Gracias, a ustedes, las personas que me habéis mandado cadenas durante todos estos años:
1: Ya no tomo Coca-Cola desde que descubrí que lo usan para desatascar las cañerías.

2: Ya no voy al cine porque tengo miedo de sentarme en una aguja infectada con el virus del SIDA o alguna otra marciana enfermedad.

3: Huelo a “humanidad” (feromonas naturales) ya que no uso desodorante, gel ni champú porque provocan cáncer.

4: Ya no aparco el coche  en ningún estacionamiento, pues tengo miedo a que me den una muestra gratis de perfume, anestesiante, para luego violarme.

5: Ya no contesto al teléfono porque después voy a recibir un recibo infernal con llamadas a Uganda, Singapur o Tokio.

6: Ya no tomo bebidas industriales por miedo a envenenarme con orín de ratas.

7: Cuando salgo a una discoteca, o a un pub, ya no hablo ni miro a nadie pues tengo miedo de que se me lleven, a un hotel, para drogarme y luego quitarme un riñón para venderlo en el mercado negro.
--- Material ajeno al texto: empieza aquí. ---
PR #3805, opened 2025-06-01
remove existing folders fonts and vendor from local installations

khassel:
see discussions [here](https://github.com/MagicMirrorOrg/MagicMirror/pull/3795#issuecomment-2927804743).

8: Transferí todos mis ahorros a la cuenta de Amy Bruce, una pobre chiquilla que estuvo enferma más o menos 7.000 veces (qué raro que esa niña tenga siempre 8 años desde 1995…).

9: Mi GSM Nokia gratis nunca llegó, ni las entradas que he ganado para vacaciones pagadas a Disneylandia, ni el plasma de 60 pulgadas…

10: Inscribí mi nombre entre otros 3.000, en una petición, y salvé a una especie de focas en peligro de extinción del Polo Norte (después me enteré de que solo viven en el Polo Sur).

11: Supe 2.870 veces que “Msn Hotmail” iba a borrar mi cuenta.

12: Acumulé 3.800 años de mala suerte (más o menos) y he muerto 107 veces por todas las cadenas que no reenvié a 8.772 personas.

13: Debería tener 120 recibos pagados, en mi cuenta, que no tengo; ya que desde el 1° de agosto de hace 10 años el messenger no es gratis.  

14: Estuve enviando ese correo en el que, presionando F6 o F8, al final de mandarlo, el nombre del “amor de mi vida” iba a aparecer en letras grandotas. Solo logré cargarme el teclado.  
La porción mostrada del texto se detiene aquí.